PR #3764, opened 2021-03-04
Cleanup additional light data

KEngelstoft:
### Purpose of this PR
Cleanup missing behaviors, likely old LWRP Additional light data scripts since it was only assigned on the lights.
Added the auto generated Lighting Settings assets.
Scenes 145 and 146 doesn't test environment lighting, so don't include it.

### Testing status
Non-draft PR so all the graphics tests will be ran.

Gets rid of 8 warnings in the player log:
The referenced script on this Behaviour (Game Object 'Directional Light') is missing!

### Comments to reviewers
I asked Tim who originally added the scenes but he didn't remember the source of the scrips.

Should scene 145 and 146 live in the foundation project instead (no baked lighting in them)?

### DIFF
--- a/TestProjects/UniversalGraphicsTest_Lighting/Assets/Scenes/145_ManyAdditionalLightShadowTypesSettings.lighting
+++ b/TestProjects/UniversalGraphicsTest_Lighting/Assets/Scenes/145_ManyAdditionalLightShadowTypesSettings.lighting
@@ -48,7 +48,7 @@ LightingSettings:
   m_PVRBounces: 2
   m_PVRMinBounces: 1
   m_PVREnvironmentMIS: 1
-  m_PVRFilteringMode: 1
+  m_PVRFilteringMode: 0
   m_PVRDenoiserTypeDirect: 1
   m_PVRDenoiserTypeIndirect: 1
   m_PVRDenoiserTypeAO: 1
--- a/TestProjects/UniversalGraphicsTest_Lighting/Assets/Scenes/146_AdditionalLightShadowCustomResolutionSettings.lighting
+++ b/TestProjects/UniversalGraphicsTest_Lighting/Assets/Scenes/146_AdditionalLightShadowCustomResolutionSettings.lighting
@@ -48,7 +48,7 @@ LightingSettings:
   m_PVRBounces: 2
   m_PVRMinBounces: 1
   m_PVREnvironmentMIS: 1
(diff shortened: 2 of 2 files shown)


TestProjects/UniversalGraphicsTest_Lighting/Assets/Scenes/031_Shader_GlossyEnvironmentSky.unity
```diff
@@ -76,21 +77,30 @@ LightmapSettings:
...
+    m_PVREnvironmentSampleCount: 500
+    m_PVREnvironmentReferencePointCount: 2048
+    m_PVRFilteringMode: 2
+    m_PVRDenoiserTypeDirect: 0
+    m_PVRDenoiserTypeIndirect: 0
+    m_PVRDenoiserTypeAO: 0
     m_PVRFilterTypeDirect: 0
     m_PVRFilterTypeIndirect: 0
     m_PVRFilterTypeAO: 0
-    m_PVRFilteringMode: 1
```
phi-lira, line 82: Not sure what this settings changes to, but we should disable filtering for our GI tests. We don't want to test filtering/denoiser in our tests and by having it enabled it just add the risk that our test fails when you make changes to filtering.

phi-lira (commented):
Not related to your PR but just a note for follow up action.
 If test 145 and 146 doesn't test GI they are wrongfully added to this test project.
 We should move them to Foundation instead.

phi-lira (approved):

TestProjects/UniversalGraphicsTest_Lighting/Assets/Scenes/031_Shader_GlossyEnvironmentSky.unity
KEngelstoft: m_PVRFilteringMode is an enum describing None, Auto, Advanced for filtering and denoising.
The value isn't used if there are no lightmaps in the scene (there are no lightmaps in this case so it doesn't change anything).

KEngelstoft:
> Not related to your PR but just a note for follow up action.
> If test 145 and 146 doesn't test GI they are wrongfully added to this test project.
> We should move them to Foundation instead.

I agree.

hdb-unity (approved):
Looks good to merge once CI passes

NOTE: did not run locally, just checked CI results and PR diff.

──────

GOAL OF THE EXERCISE:
Reproduce every record above exactly as it is written.

TASK OUTPUT:
PR #3764, opened 2021-03-04
Cleanup additional light data

KEngelstoft:
### Purpose of this PR
Cleanup missing behaviors, likely old LWRP Additional light data scripts since it was only assigned on the lights.
Added the auto generated Lighting Settings assets.
Scenes 145 and 146 doesn't test environment lighting, so don't include it.

### Testing status
Non-draft PR so all the graphics tests will be ran.

Gets rid of 8 warnings in the player log:
The referenced script on this Behaviour (Game Object 'Directional Light') is missing!

### Comments to reviewers
I asked Tim who originally added the scenes but he didn't remember the source of the scrips.

Should scene 145 and 146 live in the foundation project instead (no baked lighting in them)?

### DIFF
--- a/TestProjects/UniversalGraphicsTest_Lighting/Assets/Scenes/145_ManyAdditionalLightShadowTypesSettings.lighting
+++ b/TestProjects/UniversalGraphicsTest_Lighting/Assets/Scenes/145_ManyAdditionalLightShadowTypesSettings.lighting
@@ -48,7 +48,7 @@ LightingSettings:
   m_PVRBounces: 2
   m_PVRMinBounces: 1
   m_PVREnvironmentMIS: 1
-  m_PVRFilteringMode: 1
+  m_PVRFilteringMode: 0
   m_PVRDenoiserTypeDirect: 1
   m_PVRDenoiserTypeIndirect: 1
   m_PVRDenoiserTypeAO: 1
--- a/TestProjects/UniversalGraphicsTest_Lighting/Assets/Scenes/146_AdditionalLightShadowCustomResolutionSettings.lighting
+++ b/TestProjects/UniversalGraphicsTest_Lighting/Assets/Scenes/146_AdditionalLightShadowCustomResolutionSettings.lighting
@@ -48,7 +48,7 @@ LightingSettings:
   m_PVRBounces: 2
   m_PVRMinBounces: 1
   m_PVREnvironmentMIS: 1
(diff shortened: 2 of 2 files shown)


TestProjects/UniversalGraphicsTest_Lighting/Assets/Scenes/031_Shader_GlossyEnvironmentSky.unity
```diff
@@ -76,21 +77,30 @@ LightmapSettings:
...
+    m_PVREnvironmentSampleCount: 500
+    m_PVREnvironmentReferencePointCount: 2048
+    m_PVRFilteringMode: 2
+    m_PVRDenoiserTypeDirect: 0
+    m_PVRDenoiserTypeIndirect: 0
+    m_PVRDenoiserTypeAO: 0
     m_PVRFilterTypeDirect: 0
     m_PVRFilterTypeIndirect: 0
     m_PVRFilterTypeAO: 0
-    m_PVRFilteringMode: 1
```
phi-lira, line 82: Not sure what this settings changes to, but we should disable filtering for our GI tests. We don't want to test filtering/denoiser in our tests and by having it enabled it just add the risk that our test fails when you make changes to filtering.

phi-lira (commented):
Not related to your PR but just a note for follow up action.
 If test 145 and 146 doesn't test GI they are wrongfully added to this test project.
 We should move them to Foundation instead.

phi-lira (approved):

TestProjects/UniversalGraphicsTest_Lighting/Assets/Scenes/031_Shader_GlossyEnvironmentSky.unity
KEngelstoft: m_PVRFilteringMode is an enum describing None, Auto, Advanced for filtering and denoising.
The value isn't used if there are no lightmaps in the scene (there are no lightmaps in this case so it doesn't change anything).

KEngelstoft:
> Not related to your PR but just a note for follow up action.
> If test 145 and 146 doesn't test GI they are wrongfully added to this test project.
> We should move them to Foundation instead.

I agree.

hdb-unity (approved):
Looks good to merge once CI passes

NOTE: did not run locally, just checked CI results and PR diff.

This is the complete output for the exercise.